Hi, all, Daniel-of-2016 here,
So, the election is ramping up in the here-and-now. We on campus seldom paid attention to politics, although most of us voted. We discussed the issues with each other over breakfast and we looked up information online and read the newspapers--the Front Office had subscriptions to several local and regional papers--but we didn't watch TV and seldom listened to the radio, so we weren't exposed to campaign adds or the constant psychological pressure of the talking heads repeating every detail of the race.
There were two elections that I remember, during my novitiate, the Presidential election of 2000 and the mid-term election of 2002. There may also have been local elections, but if there were I did not vote in them. The mid-terms were almost as un-dramatic. What I remember of 2000 was not the race or the election but the bizarre morning after the election when we showed up at breakfast, expecting to find out who'd won--even having to wait that long was bizarre--and learned nobody had. We all talked about politics then, for weeks, but once the matter was settled we soon went back to our own business.
When I say "we all," I mean everybody who was on campus at the time. The school year had ended by then, and a lot of people had left. Those were breakfasts we ate in the Great Hall.
Should we have been so isolated? It was nice, in some ways, not to have to worry about the sometimes nasty and contentious would of electoral politics, to act as though the only thing that mattered was the caring community life of the school. Then, too, I think our general feeling was that politics is a private matter that the masters didn't want to influence and we didn't want to argue about. I don't know how most of my fellow students voted, and I knew none of the masters' politics.

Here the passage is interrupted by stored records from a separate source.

PR #6265, opened 2022-10-06
feat!: dot operators and js opt chaining

### LINKED ISSUE #6201: Semgrep does not support TypeScript  `?` in pattern syntax
**Describe the bug**
In typescript you can write things like this:

`req.user?.accountId` 

Patterns do not accept that as valid and fall over with a parsing error, customers have had pain writing some typescript rules because of this.

**Expected behavior**
support ? as pattern syntax  see the link here https://semgrep.dev/s/1XOk

**Priority**
How important is this to you?
- [x] P2: annoying but not blocking me

brandonspark:
Closes #6201
Closes PA-1943

## What:
This PR adds in a new type to `AST_generic`, called `dot_operator`. This is used to differentiate different kinds of dot accesses.

## Why:
In Javascript, you can do a normal dot access of `x.y`, but also "opt chaining", which looks like `x?.y`. This is essentially just `Option.bind`, but it's a special piece of syntax in the language.

Right now, with just vanilla `DotAccesses`, we have no choice but to match them the same, or to embed the `x` or `y` into weird new constructs. Notably, we can't do this the same way we do it in Rust, where `x?.y` is understood to be the result of `(x?).y`, or the result of doing a dot access on the result of `x?`, because Javascript only has the chaining, and not the standalone postfix `?` operator.

Additionally, adding this new variant instead of offloading this change into the `x` or `y` preserves our current semantic logic as much as possible, because we want to maintain the simple case where the `DotAccess` is taken of something which is a simple identifier.

## How:
Added a new `dot_operator` type, which contains two variants, `Dot` and `QuestDot`. This may be modified in the future to allow more kinds of dot accesses, such as for Kotlin, which has some use cases for this.

PR checklist:


IagoAbal:
@brandonspark the CI failures should go away if you rebase against `develop`.

IagoAbal:
@brandonspark remember to add `Closes #NNNN` to the PR comment so that 1) we keep traceability and 2) the issue is closed.

changelog.d/pa-1943.fixed
```diff
@@ -0,0 +1 @@
+JS/TS: Allowed parsing of patterns using the optional chaining "?." syntax.
```
IagoAbal: This should be `gh-6201.fixed`, we should always use the GitHub issue if it exists. Users don't have access to our Linear board.

IagoAbal:
> Notably, we can't do this the same way we do it in Rust, where x?.y is understood to be the result of (x?).y, or the result of doing a dot access on the result of x?, because Javascript only has the chaining, and not the standalone postfix ? operator.

Does it cause any specific issue to translate `x?.y` as `(x?).y` in JS? JS may not have `x?` but our Generic representation does have it (I'm assuming), and _IF_ the semantic meaning is the same then I don't see the problem.

aryx:
Yes, is it possible to unsugar x?.y  in something that would not require to change our DotAccess?
Or we have to change DotAccess?

brandonspark:
Sorry, I requested review again by accident.

semgrep-core/src/parsing/tree_sitter/Parse_typescript_tree_sitter.ml
```diff
@@ -1097,11 +1098,10 @@ and member_expression (env : env) ((v1, v2, v3) : CST.member_expression) : expr
     =
   let expr = expr_or_prim_expr env v1 in
   (* TODO: distinguish optional chaining "?." from a simple access "." *)
```
nmote: Remove this todo

semgrep-core/src/parsing/pfff/js_to_generic.ml
```diff
@@ -271,7 +271,17 @@ and expr (x : expr) =
...
   | ObjAccess (v1, t, v2) -> (
-      let v1 = expr v1 in
+      let e = expr v1 in
+      let t, is_quest =
+        match t with
+        | Dot, tok -> (info tok, false)
+        | QuestDot, tok -> (info tok, true)
+      in
+      let v1 =
+        if is_quest then
```
aryx: you could move all this code in the match above and avoid having this intermediate is_quest.
let v1 = match t with | Dot _ -> e | QuestDot, tok -> G.Call ....

aryx (approved):
Can you add a comment in AST_generic.ml next to ObjAccess
where you discuss that x?.y is translated in Call Elvis ...
and why we chose this design over adding a new dot_operator type.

Now, I know more, having spoken to many of them on the subject since. Because the thing is, the larger world does matter, and it always did matter. And whatever differences we might have argued about were real, whether we knew about them and acknowledged them or not.
In retrospect, it's really bizarre that we treated politics as more private than religion or sex, that we didn't trust ourselves to deal with the interpersonal issues that political discussion could have caused, that we did not treat the ethical and philosophical dimensions of the democratic process as a worthwhile part of our learning and study.
We have changed as a community. We are discussing politics now. And we are arguing and we are dealing with it. I think we are a better community for it, but sometimes I miss that feeling of living in a safe little bubble where nothing mattered to us but us.
There are a few aspects of recent posts I could discuss, but I think I'll let them wait until later.